In the laboratory, the artifacts are photographed using Polynomial Texture Mapping (PTM), which helps in the detection of incised patterns that can be difficult to detect even microscopically. PTM captures digital images of the artifacts using multiple lighting angles in order to obtain a more “representative” image. Up to 64 different high-resolution digital images are captured under a dome that has strobing lights positioned in an upward spiral. The data is then collected in what are called “texels” (texture pixels), which can then be manipulated to draw out the different lighting conditions. Researchers can then enhance and examine a multitude of patterns on the stone artifacts.

The engraved artifacts found at Gault help us to better understand the artistic expression of humans living in the Paleoindian period. The authors of the 2015 paper report that the “Gault stones and bone display geometric, intentional, and patterned engraving behavior that may be decorative, ownership marks, or other symbols, which we have classified here as art.”

They write that there are likely other specimens from other sites that have fallen into “miscellaneous” categories that also feature similar incised patterns: “There are many other examples of art dating to the Paleoindian period in North America, including petroglyphs of extinct Pleistocene fauna, one case of painted bones, and other engraved bones, ivory, and lithics [stones].”

They provide a table listing artifacts that feature early art in North and Central America, including objects found in sites in Arizona, California, Colorado, Florida, Illinois, Massachusetts, Montana, Nevada, New Mexico, New York, North Dakota, Oregon, Pennsylvania, Texas, Utah, Vermont, Washington, Wyoming, British Columbia and Tequixquiac in Mexico. All of them have been dated by various archaeologists to between approximately 8,000 and 12,000 years ago.

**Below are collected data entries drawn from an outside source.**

PR #85, opened 2016-03-23
Sprint 44 TLT-2376 Add deferLoading back in, fix paths for xlisting

rascalking:
Somehow I missed the fact that with `deferLoading` missing, datatables would immediately load a page of data, before the user picked from the dropdowns and hit search.  Also, I forgot to check the crosslisting app.


elliottyates:
:+1:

In addition to the incisions made on such objects, the authors also describe the use of ochre (a red pigment) during the Paleoindian period. This is significant because ochre has been found used on both artifacts and landscapes altered by humans all around the world, both in the archaeological record and in use by modern societies today. “While the use of ochre is not a diagnostic Paleoindian trait,” they write, “it is found fairly consistently from a wide variety of contexts throughout the period including burials, on animal bones, in caches, and numerous domestic contexts.” They also report that there is even an instance of ochre being mined by Paleoindian peoples in Wyoming.

The importance of these discoveries is in the information we obtain about hunter-gatherer societies that existed in prehistoric North America. According to the authors, this information includes how they exchanged information, their social mobility, how they transmitted culture, and how they signaled each other. It also helps dispel myths of primitive savagery that are still sometimes wrongly associated with prehistoric societies in general. Art in prehistoric North America may still be rare in comparison with art found in other parts of the world, but it appears that this has been primarily due to its invisibility.

Now that such discoveries can be made using new advances in technology, researchers can place these artifacts into a larger inventory of art that includes artifacts dating back as far as 100,000 years ago. The authors of the 2015 paper suggest that those interested in this history can have “more detailed discussions of the creation, maintenance, and use of engraved art across the globe” and can “[enhance] our understanding of shared patterns of symbolic behavior over vast amounts of time and space.”